How to complete this task
Among the lines below, return each one that contains the word "keeper".
[Opening Study material section]
PR #160, opened 2024-03-26
Forced exits for offline nodes via keeper mechanism

VVander:
This is a draft proposal which outlines one way to use EIP-7002 to improve Rocket Pool. Specifically, I propose a keeper mechanism to incentivize all users to keep offline nodes accountable.

### DIFF
--- a/RPIP-forced-exits.md
+++ b/RPIP-forced-exits.md
@@ -1,0 +1,67 @@
+---
+rpip: Unassigned
+title: Forcibly Exit Offline Validators
+description: Use EIP-7002 to exit validators which are offline for a significant period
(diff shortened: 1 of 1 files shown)


Valdorff:
This seems to be a more-fleshed out subset of RPIP-44. Is there a particular benefit to breaking this out, or should some of the fleshing out be ported instead?

VVander:
I wasn't sure what was happening with RPIP-44 since it doesn't specify a mechanism, so I just wrote down my complete idea here. If you want to re-assign RPIP-44 to point to this doc that's ok with me, or you can always keep the other one if it's going in a different direction.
[Closing Study material section]
Solution for this task
Forced exits for offline nodes via keeper mechanism
This is a draft proposal which outlines one way to use EIP-7002 to improve Rocket Pool. Specifically, I propose a keeper mechanism to incentivize all users to keep offline nodes accountable.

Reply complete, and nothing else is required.